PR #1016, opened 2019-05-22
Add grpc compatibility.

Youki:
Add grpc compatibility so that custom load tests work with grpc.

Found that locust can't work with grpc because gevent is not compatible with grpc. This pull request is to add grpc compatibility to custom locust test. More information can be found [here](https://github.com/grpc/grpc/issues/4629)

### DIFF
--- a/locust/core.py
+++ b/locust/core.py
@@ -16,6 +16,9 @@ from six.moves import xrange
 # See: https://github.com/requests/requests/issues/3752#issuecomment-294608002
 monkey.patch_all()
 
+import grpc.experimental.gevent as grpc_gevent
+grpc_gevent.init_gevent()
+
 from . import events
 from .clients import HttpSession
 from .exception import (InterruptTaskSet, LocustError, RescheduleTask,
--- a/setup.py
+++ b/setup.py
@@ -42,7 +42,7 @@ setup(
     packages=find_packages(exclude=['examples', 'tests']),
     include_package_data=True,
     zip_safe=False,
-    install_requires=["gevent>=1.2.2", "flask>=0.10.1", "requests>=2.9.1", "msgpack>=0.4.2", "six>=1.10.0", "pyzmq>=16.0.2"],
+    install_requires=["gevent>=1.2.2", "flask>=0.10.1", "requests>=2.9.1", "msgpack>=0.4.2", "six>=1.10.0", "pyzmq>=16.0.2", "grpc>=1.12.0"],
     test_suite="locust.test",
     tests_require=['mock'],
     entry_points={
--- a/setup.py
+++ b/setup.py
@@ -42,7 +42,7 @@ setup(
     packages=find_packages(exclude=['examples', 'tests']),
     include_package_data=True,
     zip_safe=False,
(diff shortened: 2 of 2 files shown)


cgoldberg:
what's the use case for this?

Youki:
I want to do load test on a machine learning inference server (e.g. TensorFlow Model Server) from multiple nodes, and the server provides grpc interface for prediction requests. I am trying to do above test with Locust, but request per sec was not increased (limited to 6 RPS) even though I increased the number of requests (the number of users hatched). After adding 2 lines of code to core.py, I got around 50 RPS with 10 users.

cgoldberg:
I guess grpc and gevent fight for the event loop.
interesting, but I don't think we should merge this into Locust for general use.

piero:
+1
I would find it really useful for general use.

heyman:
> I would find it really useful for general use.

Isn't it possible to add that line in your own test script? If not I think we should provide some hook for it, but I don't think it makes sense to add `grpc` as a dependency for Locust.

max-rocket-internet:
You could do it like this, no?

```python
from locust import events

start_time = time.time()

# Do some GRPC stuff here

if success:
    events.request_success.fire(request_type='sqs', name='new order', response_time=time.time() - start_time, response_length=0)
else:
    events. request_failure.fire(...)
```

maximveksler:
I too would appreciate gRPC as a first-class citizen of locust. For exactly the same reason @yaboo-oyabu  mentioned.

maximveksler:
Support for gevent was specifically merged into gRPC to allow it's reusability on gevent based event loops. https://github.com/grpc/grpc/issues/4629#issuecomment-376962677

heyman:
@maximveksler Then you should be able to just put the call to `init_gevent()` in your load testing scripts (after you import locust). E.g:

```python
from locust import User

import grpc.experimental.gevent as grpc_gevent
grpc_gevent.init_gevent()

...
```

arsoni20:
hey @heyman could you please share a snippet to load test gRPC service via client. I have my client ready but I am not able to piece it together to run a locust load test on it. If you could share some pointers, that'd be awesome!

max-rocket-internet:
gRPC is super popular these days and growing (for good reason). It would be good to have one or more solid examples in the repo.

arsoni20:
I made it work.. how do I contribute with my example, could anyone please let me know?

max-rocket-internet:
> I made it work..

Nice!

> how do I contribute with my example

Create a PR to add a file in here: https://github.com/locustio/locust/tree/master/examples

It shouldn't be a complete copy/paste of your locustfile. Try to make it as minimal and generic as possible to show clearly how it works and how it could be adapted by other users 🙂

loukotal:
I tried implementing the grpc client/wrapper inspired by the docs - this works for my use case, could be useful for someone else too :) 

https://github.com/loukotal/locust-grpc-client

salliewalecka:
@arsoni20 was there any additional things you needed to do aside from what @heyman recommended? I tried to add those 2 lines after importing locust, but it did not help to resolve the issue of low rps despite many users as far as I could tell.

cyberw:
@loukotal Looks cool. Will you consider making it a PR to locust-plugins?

━━━

■ Prompt: All of the data above should be duplicated exactly.

■ Answer space:
PR #1016, opened 2019-05-22
Add grpc compatibility.

Youki:
Add grpc compatibility so that custom load tests work with grpc.

Found that locust can't work with grpc because gevent is not compatible with grpc. This pull request is to add grpc compatibility to custom locust test. More information can be found [here](https://github.com/grpc/grpc/issues/4629)

### DIFF
--- a/locust/core.py
+++ b/locust/core.py
@@ -16,6 +16,9 @@ from six.moves import xrange
 # See: https://github.com/requests/requests/issues/3752#issuecomment-294608002
 monkey.patch_all()
 
+import grpc.experimental.gevent as grpc_gevent
+grpc_gevent.init_gevent()
+
 from . import events
 from .clients import HttpSession
 from .exception import (InterruptTaskSet, LocustError, RescheduleTask,
--- a/setup.py
+++ b/setup.py
@@ -42,7 +42,7 @@ setup(
     packages=find_packages(exclude=['examples', 'tests']),
     include_package_data=True,
     zip_safe=False,
-    install_requires=["gevent>=1.2.2", "flask>=0.10.1", "requests>=2.9.1", "msgpack>=0.4.2", "six>=1.10.0", "pyzmq>=16.0.2"],
+    install_requires=["gevent>=1.2.2", "flask>=0.10.1", "requests>=2.9.1", "msgpack>=0.4.2", "six>=1.10.0", "pyzmq>=16.0.2", "grpc>=1.12.0"],
     test_suite="locust.test",
     tests_require=['mock'],
     entry_points={
--- a/setup.py
+++ b/setup.py
@@ -42,7 +42,7 @@ setup(
     packages=find_packages(exclude=['examples', 'tests']),
     include_package_data=True,
     zip_safe=False,
(diff shortened: 2 of 2 files shown)


cgoldberg:
what's the use case for this?

Youki:
I want to do load test on a machine learning inference server (e.g. TensorFlow Model Server) from multiple nodes, and the server provides grpc interface for prediction requests. I am trying to do above test with Locust, but request per sec was not increased (limited to 6 RPS) even though I increased the number of requests (the number of users hatched). After adding 2 lines of code to core.py, I got around 50 RPS with 10 users.

cgoldberg:
I guess grpc and gevent fight for the event loop.
interesting, but I don't think we should merge this into Locust for general use.

piero:
+1
I would find it really useful for general use.

heyman:
> I would find it really useful for general use.

Isn't it possible to add that line in your own test script? If not I think we should provide some hook for it, but I don't think it makes sense to add `grpc` as a dependency for Locust.

max-rocket-internet:
You could do it like this, no?

```python
from locust import events

start_time = time.time()

# Do some GRPC stuff here

if success:
    events.request_success.fire(request_type='sqs', name='new order', response_time=time.time() - start_time, response_length=0)
else:
    events. request_failure.fire(...)
```

maximveksler:
I too would appreciate gRPC as a first-class citizen of locust. For exactly the same reason @yaboo-oyabu  mentioned.

maximveksler:
Support for gevent was specifically merged into gRPC to allow it's reusability on gevent based event loops. https://github.com/grpc/grpc/issues/4629#issuecomment-376962677

heyman:
@maximveksler Then you should be able to just put the call to `init_gevent()` in your load testing scripts (after you import locust). E.g:

```python
from locust import User

import grpc.experimental.gevent as grpc_gevent
grpc_gevent.init_gevent()

...
```

arsoni20:
hey @heyman could you please share a snippet to load test gRPC service via client. I have my client ready but I am not able to piece it together to run a locust load test on it. If you could share some pointers, that'd be awesome!

max-rocket-internet:
gRPC is super popular these days and growing (for good reason). It would be good to have one or more solid examples in the repo.

arsoni20:
I made it work.. how do I contribute with my example, could anyone please let me know?

max-rocket-internet:
> I made it work..

Nice!

> how do I contribute with my example

Create a PR to add a file in here: https://github.com/locustio/locust/tree/master/examples

It shouldn't be a complete copy/paste of your locustfile. Try to make it as minimal and generic as possible to show clearly how it works and how it could be adapted by other users 🙂

loukotal:
I tried implementing the grpc client/wrapper inspired by the docs - this works for my use case, could be useful for someone else too :) 

https://github.com/loukotal/locust-grpc-client

salliewalecka:
@arsoni20 was there any additional things you needed to do aside from what @heyman recommended? I tried to add those 2 lines after importing locust, but it did not help to resolve the issue of low rps despite many users as far as I could tell.

cyberw:
@loukotal Looks cool. Will you consider making it a PR to locust-plugins?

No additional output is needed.